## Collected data

——

PR #186, opened 2025-03-14
Extract non play hmac artifact

rtyley:


build.sbt
```diff
@@ -82,12 +88,13 @@ lazy val root = Project("pan-domain-auth-root", file(".")).aggregate(
...
   panDomainAuthPlay_2_9,
   panDomainAuthPlay_3_0,
+  panDomainAuthHmac,
   panDomainAuthHmac_2_9,
   panDomainAuthHmac_3_0,
   exampleApp
 ).settings(
   publish / skip := true,
-  releaseVersion := ReleaseVersion.fromAggregatedAssessedCompatibilityWithLatestRelease().value,
+  // releaseVersion := ReleaseVersion.fromAggregatedAssessedCompatibilityWithLatestRelease().value,
```
jonathonherbert, line 97: Still needed?

hmac/core/src/main/scala/com/gu/pandahmac/HMACClient.scala
```diff
@@ -0,0 +1,21 @@
+package com.gu.pandahmac
+
+import com.gu.hmac.HMACHeaders
+
+import java.net.URI
+
+/**
```
jonathonherbert, line 7: This comment might not be true over time, and IIUC as a result of this release should no longer be true soon-ish: hostage to fortune, or pragmatically helpful in what is usually a slow-moving domain?

hmac/play/play_2-9/src/test/scala/com/gu/pandahmac/HmacSecretsTest.scala
```diff
@@ -0,0 +1,60 @@
+package com.gu.pandahmac
+
+import org.scalatest.matchers.should.Matchers
+import org.scalatest.wordspec.AnyWordSpec
+
+import java.net.URI
+import java.time.format.DateTimeFormatter
+import java.time.{Clock, Instant, ZoneId}
+
+class HMACHeadersTest extends AnyWordSpec with Matchers {
```
jonathonherbert, line 10: Ooh, new in this PR? 👏

jonathonherbert (approved):
A useful addition, and a lovely spruce. Thanks for this, @rtyley!

Tested locally in `flexible-content` and this looks like a drop-in replacement as the classpath remains the same: that's great! (But surfacing here in case that's not expected.)

build.sbt
rtyley: Unfortunately we have to comment the line out until after the release due to this issue:

* https://github.com/guardian/gha-scala-library-release-workflow/issues/33

jonathonherbert: Crikey! Thanks.

hmac/core/src/main/scala/com/gu/pandahmac/HMACClient.scala
rtyley: This particular class actually isn't used anywhere yet, so I guess it's already misleading! https://github.com/guardian/flexible-content/pull/5296 will start consuming it, and then it makes sense to role it out to `workflow`, `typerighter`, etc.

I think you're right that it's the kind of comment that can go out-of-date over time, I'll delete it...

hmac/play/play_2-9/src/test/scala/com/gu/pandahmac/HmacSecretsTest.scala
rtyley: > Ooh, new in this PR?

Ah, I'm afraid not - I accidentally made two copies of the same test file! I've removed the second copy with 9af8d90.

——

## WHAT YOU ARE ASKED TO DO
All lines above from the one containing "jonathonherbert, line 97: Still needed?" to the one containing "jonathonherbert, line 7: This" must be repeated exactly, both lines included, and no others.

## SOLUTION FOR THIS PROBLEM
jonathonherbert, line 97: Still needed?

hmac/core/src/main/scala/com/gu/pandahmac/HMACClient.scala
```diff
@@ -0,0 +1,21 @@
+package com.gu.pandahmac
+
+import com.gu.hmac.HMACHeaders
+
+import java.net.URI
+
+/**
```
jonathonherbert, line 7: This comment might not be true over time, and IIUC as a result of this release should no longer be true soon-ish: hostage to fortune, or pragmatically helpful in what is usually a slow-moving domain?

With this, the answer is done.